October 7, 2013.
UC Berkeley professor is UC’s 13th Nobelist in medicine.
As photographers capture the moment -- and UC Berkeley Chancellor Nicholas Dirks savors it -- Nobel Prize winner Randy Schekman takes a congratulatory call from UC President Janet Napolitano.
Randy W. Schekman, professor of molecular and cell biology at the University of California, Berkeley, has won the 2013 Nobel Prize in Physiology or Medicine for his role in revealing the machinery that regulates the transport and secretion of proteins in our cells. He shares the prize with James E. Rothman of Yale University and Thomas C. Südhof of Stanford University.
Discoveries by Schekman about how yeast secrete proteins led directly to the success of the biotechnology industry, which was able to coax yeast to release useful protein drugs, such as insulin and human growth hormone. The three scientists’ research on protein transport in cells, and how cells control this trafficking to secrete hormones and enzymes, illuminated the workings of a fundamental process in cell physiology.
Randy Schekman will share the 2013 Nobel Prize in Physiology or Medicine
Schekman is UC Berkeley’s 22nd Nobel laureate, and the first to receive the prize in the area of physiology or medicine. A total of 60 faculty and researchers affiliated with the University of California have won 61 Nobel Prizes, including 13 in medicine.
In a statement, the 50-member Nobel Assembly lauded Rothman, Schekman and Südhof for making known “the exquisitely precise control system for the transport and delivery of cellular cargo. Disturbances in this system have deleterious effects and contribute to conditions such as neurological diseases, diabetes, and immunological disorders.”
“My first reaction was, ‘Oh, my god!’ said Schekman, 64, who was awakened at his El Cerrito home with the good news at 1:30 a.m. “That was also my second reaction.”
Schekman and Rothman separately mapped out one of the body’s critical networks, the system in all cells that shuttles hormones and enzymes out and adds to the cell surface so it can grow and divide. This system, which utilizes little membrane bubbles to ferry molecules around the cell interior, is so critical that errors in the machinery inevitably lead to death.
“Ten percent of the proteins that cells make are secreted, including growth factors and hormones, neurotransmitters by nerve cells and insulin from pancreas cells,” said Schekman, a Howard Hughes Medical Institute investigator.

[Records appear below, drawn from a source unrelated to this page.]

PR #508, opened 2026-08-27
feat(studio): inline AI rewrite for the SQL console

prisis:
> **Draft — this does not pass CI.** Recovered from uncommitted work left in a stale worktree and
> replayed onto current `alpha` so it stops living on one machine's disk. Opened as a draft to make
> the remaining work visible, not because it is ready.

## What

The pieces the SQL console needs to propose an AI rewrite of the current statement in place:

- `line-diff.ts` — a line-level unified diff.
- `sql-inline-edit.tsx` — the inline edit surface that renders it.
- `assistant-reason.ts` — operator-facing copy for a degraded `aiGenerateSql` reply.

## Decisions worth keeping

- The diff is a hand-rolled LCS rather than a dependency: the engine caps what it rewrites at 2,000
  characters, so the quadratic table is a few hundred cells and cannot grow without bound.
- The table is walked forward from the origin, which keeps a run of removals grouped ahead of the
  matching additions instead of interleaving them line by line — the difference between a diff that
  reads like a change and one that reads like noise.
- Unified `<ul>` rather than side-by-side: the editor is a plain textarea with no diff view to
  borrow, the console has no width for two panes above a full-height editor, and unified survives a
  screen reader. Colour is never the only signal — every row carries a gutter marker.

## What is left to do

1. **Wire it.** Nothing imports `sql-inline-edit`, so the component is unreachable from the running
   console. The four failing tests are all this: they render the real editor pane and press
   `Ctrl+I`, and nothing handles the key. The one test that passes —
   *"does not arm on a deployment that cannot run the assistant"* — passes vacuously, since nothing
   arms under any condition.
2. **Register the i18n keys.** `lint:types` fails with three TS2345s: `"Proposed edit"`, `"Accept"`
   and `"Reject"` are not in the translation key union.
3. **Clear 16 eslint errors**, including a `||` that should be `??` (line 184) and an
   `no-unsafe-argument` on the degraded-reason path (line 231).
4. **Deduplicate the degraded-reply copy.** `sql-assistant-bar` still inlines its own rather than
   calling the shared `assistant-reason` — the sharing that module's doc comment claims has not
   happened yet.

`line-diff.test.ts` passes on its own and is the part of this worth trusting today.


packages/studio/src/features/sql/sql-inline-edit.tsx
```diff
@@ -0,0 +1,238 @@
...
+    const t = useT();
+
+    return (
+        <ul
+            aria-label={t("Proposed edit")}
+            className={cn("max-h-48 overflow-auto rounded-md border border-border bg-background", EDITOR_TEXT_CLASS)}
+            data-testid="sql-inline-diff"
+        >
+            {lines.map((line, index) => (
+                <li className={cn("flex gap-2", ROW_CLASS[line.kind])} data-kind={line.kind} key={`${index.toString()}-${line.text}`}>
```
prisis, line 57: Verified against the component; keeping the index-bearing key, because the rule's premise does not hold for this list.

**There is no stable id to use.** A `DiffLine` is `{ kind, text }` (`line-diff.ts`) emitted by the LCS walk — no identity of its own. Two identical lines in one statement (a bare `)`, a blank line, a repeated `AND …`) are genuinely indistinguishable, so a content-only `key={`${kind}-${text}`}` would collide and React would warn about duplicate keys. The current `key={`${index}-${text}`}` is always unique. Minting an id inside `lineDiff` would be the index under another name, and `crypto.randomUUID()` in render would remount every row on every render — both worse than the index.

**The list cannot reorder, sort or filter.** `lines` is re-derived whole from `(source, proposal)`; the `<ul>` renders only while `proposal !== null`; and `proposal` only ever goes `null → value`, because the Rewrite control exists solely in the `proposal === null` branch — a second attempt has to go through Reject, which sets `proposal` back to `null` and *unmounts* the list rather than swapping its rows. So the list appears on mount and disappears on unmount; it is never diffed against a different list.

**No per-row state to misattribute.** Each `<li>` is three static spans (the `+`/`-` marker, the visually-hidden Added/Removed word, the line text) — nothing focusable, no input, no selection, no open editor. The harm the rule names (a row's state following the wrong item across a reorder) needs both a reorder *and* per-row state, and this list has neither. Worst case is a wasted DOM re-create on a list the engine caps at 2,000 characters of SQL.

Same reasoning as the existing precedent one file over: `sql-editor-pane.tsx:82` keys the gutter line numbers by index.

No disable comment added — the repo forbids silencing a rule to go green, so this warning is expected to stay. React Doctor is green either way (score 89, 0 errors, 1 warning).

I did write this rationale into the file, then had to drop it: the pre-commit ESLint gate rejects **any** commit touching `sql-inline-edit.tsx` on this branch. The slice is missing `src/hooks/use-assistant-rpc.ts`, so line 5's import is unresolvable and typed linting cascades into 16 `no-unsafe-*` errors — the same root cause as the red `Lint (eslint)`, `Lint (types)` and both `Test` jobs here, and why `SqlEditorPanel` still has no `SqlInlineEdit` wiring (the 4 failing cases in `sql-inline-edit.test.tsx` arm ⌘/Ctrl+I on a panel that does not render it yet; `line-diff.test.ts` passes, 5/5). Worth pasting this above the `lines.map(` once that lands:

```tsx
{/* Keyed by position, not identity: a diff row is a kind plus a line of
    text with no id of its own, and two identical lines in one statement
    are indistinguishable — so the content alone cannot key the list.
    Position is sound here because the list never reorders, sorts or
    filters: it is re-derived whole from source and proposal, and Reject
    unmounts it rather than swapping its contents. The rows hold no state
    either — three static spans, nothing focusable — so there is nothing a
    remount could carry over to the wrong row. react-doctor's
    no-array-index-as-key needs both a reorder and per-row state to bite,
    and this list has neither. */}
```

prisis:
## Made this branch stand on its own

`SqlInlineEdit` had no call site and imported `../../hooks/use-assistant-rpc`, which exists only on `feat/studio-ai-chat`. The unresolved type degraded to `any` and cascaded into ~16 `no-unsafe-*` errors; with `--max-warnings=0` the pre-commit hook rejected any commit touching the file, and the five tests were 4 failed / 1 passed. All of that is fixed.

### Decision: **Option B — narrow the contract.** Measured closure that decided it

Porting `use-assistant-rpc.ts` verbatim (Option A) would have dragged in, none of which exists on this branch:

| Missing on `feat/studio-sql-inline-edit` | Backed by |
| --- | --- |
| `client.streamRpc` | `packages/client/src/lunora-client.ts` (+103), `http-stream.ts`, new `shared/sse.ts` |
| `ADMIN_FUNCTIONS.aiChat` / `aiNameQuery` / `aiCronExpression` | `packages/runtime/src/ai-chat-rpc.ts` (new, 371 lines), `create-worker.ts` (+130), `packages/do/src/shard-do.ts` (+82), `packages/server/src/http.ts`, `shared/ai-chat.ts` (new, 1005 lines), `shared/cron-expression.ts` (new) |
| 10 of 17 admin types (`SchemaFact`, `ChatTurn`, `ChatApproval`, `ChatStreamEvent`, `ChatResult`, `ChatToolReport`, `ChatPendingApproval`, `AiOptInLevel`, `GenerateCronResult`, `GenerateQueryNameResult`) | the above |

That is ~2.5k lines of #429's own feature surface, not a prerequisite of this one — squarely the "substantial chat/cron machinery plus server-side admin functions that do not exist on this branch" case, so Option B.

Option B here needed **no new abstraction at all**: this branch already has `useSqlAssistant` / `SqlAssistant`, the direct ancestor that `feat/studio-ai-chat` renames to `useAssistantRpc` / `AssistantRpc`. `SqlInlineEdit` reads exactly four members — `unavailable`, `pending("sql")`, `reason("sql")`, `rewrite` — and `SqlAssistant` already had three. So `rewrite` was added to it (via the same `askForSql` extraction #429 uses), and the component's prop is typed `SqlAssistant`. #429's `AssistantRpc` satisfies that structurally, and #429 deletes `use-sql-assistant.ts` outright, so the later merge is a type swap in one file with nothing to reconcile.

### Ported, and whether byte-identical

| File | From `feat/studio-ai-chat` | Byte-identical |
| --- | --- | --- |
| `hooks/use-sql-editor-surface.tsx` | whole file | ✅ — its entire diff there *is* the inline-edit slice (chord, armed span, accept/close, the keydown split that makes room for a third chord) |
| `__tests__/features/sql/sql-inline-edit.test.tsx` | whole file | ✅ — restores the one test the slice had dropped ("drops an armed rewrite when the draft is edited under it") |
| `line-diff.ts`, `line-diff.test.ts`, `assistant-reason.ts` | already on this branch | ✅ (verified, unchanged) |
| `sql-editor-panel.tsx` | inline-edit slice only | partial by design — `inlineEditEnabled`, `closeInlineEdit` on tab switch, three props. No chat, explain, seeded questions, rename, or `assistant`→`rpc` rename |
| `sql-editor-pane.tsx` | inline-edit slice only | partial by design — same, keeping the existing `assistant` prop name |
| `sql-inline-edit.tsx` | already on this branch | 2 lines differ (import + prop type) + the key comment below |
| `packages/do/src/sql-assistant.ts` | `editSql` handling | prompt clause + `GenerateSqlArgs` docblock + test byte-identical |

### The gap that made the feature inert

`editSql` had **no server-side support** anywhere on this branch — the component sent it and `aiGenerateSql` ignored it, so every "rewrite" was silently a fresh draft. Added to `packages/do/src/sql-assistant.ts`: the field, its cap, and its own prompt clause, deliberately separate from `failedSql` (a repair prompt applied to a working statement invites the model to invent a fault it can be seen to fix). Test ported too.

### Also

- **i18n**: 9 inline-edit ids added with #429's exact spelling, plus the 3 degraded-reason strings. `sql-assistant-bar.tsx` now renders the shared `assistantReasonMessage` instead of its own untranslated copy — that is the change that makes `assistant-reason.ts` the shared module its docblock already claimed, and it is the only non-inline-edit part of #429's bar diff.
- **`react-doctor/no-array-index-as-key`** (resolved thread, `sql-inline-edit.tsx:45`): the rationale is now recorded in a comment at the keyed element. No `eslint-disable`. react-doctor 0.9.11 reports **zero** findings anywhere under `features/sql/**`.

### Gates

| Gate | Result |
| --- | --- |
| `pnpm run lint:eslint` (repo-wide) | ✅ **0** — 58 projects, 161 tasks |
| `pnpm run lint:types` (repo-wide) | ✅ **0** — 75 projects |
| `pnpm run lint:prettier` | ✅ |
| `pnpm run lint:package-json` | ✅ 76/76 sorted (no manifest touched) |
| `@lunora/studio` tests (`unit` + `component`) | ✅ 144 files / 1289 tests; the 6 inline-edit tests pass for real, nothing skipped or weakened |
| `@lunora/do` tests | ✅ 61 files / 711 tests |
| `pnpm --filter "@lunora/studio" run build` + `build:prod` | ✅ — meaningful now that `SqlInlineEdit` is in the bundle graph |
| `pnpm run build:packages` | ✅ 54 projects |
| `pnpm run api:check` | ✅ 54/54 snapshots match (`GenerateSqlArgs` is not re-exported from `@lunora/do`'s entry, so `editSql` does not move the surface) |
| `react-doctor` 0.9.11 (pinned, not bumped) | ✅ no new findings |
| `pnpm run dist:check` | ❌ **pre-existing** — verified red on this branch with my changes stashed. `build-standalone.mjs` falls back to `NODE_ENV=development` whenever anything still references `jsxDEV`; `feat/studio-ai-chat` is what fixes it (`needs-dev-jsx-runtime.mjs` + `check-dist-production.js`). Out of scope here. |
| `pnpm run test:workerd` | ⚠️ **could not run** — workerd refuses to boot in this sandbox (`No such module "cloudflare:test-internal"`). Nothing here touches SQL execution, storage or DO state: the `@lunora/do` change is prompt-string assembly only, covered by the node-project test added alongside it. |

Left as a draft.

packages/studio/src/features/sql/sql-inline-edit.tsx
```diff
@@ -0,0 +1,256 @@
...
+                a repeated `AND ...`), so a content-only key collides. The three
+                conditions the rule exists to protect are all absent: the list cannot
+                reorder — it renders only while `proposal !== null`, and `lineDiff`
+                recomputes the whole array from a new proposal; a retry goes through
+                Reject, which nulls `proposal` and UNMOUNTS the list rather than
+                re-ordering it; and no row holds per-row state or focus that a
+                mis-keyed re-render could carry onto the wrong line.
+            */}
+            {lines.map((line, index) => (
+                <li className={cn("flex gap-2", ROW_CLASS[line.kind])} data-kind={line.kind} key={`${index.toString()}-${line.text}`}>
```
prisis: Fixed in a978209ca — no index key and no suppression. `lineDiff` now gives every row its 1-based line number on each side it exists on (`before` for removals, `after` for additions, both for context), and `DiffView` keys by `${before}:${after}`. That pair is unique per row even when the text repeats (`)`, a blank line), so it is a real identity rather than the array position. The long false-positive comment is gone.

In what some thought was a foolish decision, Schekman decided in 1976, when he first joined the College of Letters and Science at UC Berkeley, to explore this system in yeast. In the ensuing years, he mapped out the machinery by which yeast cells sort, package and deliver proteins via membrane bubbles to the cell surface, secreting proteins important in yeast communication and mating. Yeast also use the process to deliver receptors to the surface, the cells’ main way of controlling activities such as the intake of nutrients like glucose.
In the 1980s and ’90s, these findings enabled the biotechnology industry to exploit the secretion system in yeast to create and release pharmaceutical products and industrial enzymes. Today, diabetics worldwide use insulin produced and discharged by yeast, and most of the hepatitis B vaccine used around the world is secreted by yeast. Both systems were developed by Chiron Corp. of Emeryville, now part of Novartis International AG, during the 20 years Schekman consulted for the company.
Various diseases, including some forms of diabetes and a form of hemophilia, involve a hitch in the secretion system of cells, and Schekman is now investigating a possible link to Alzheimer’s disease.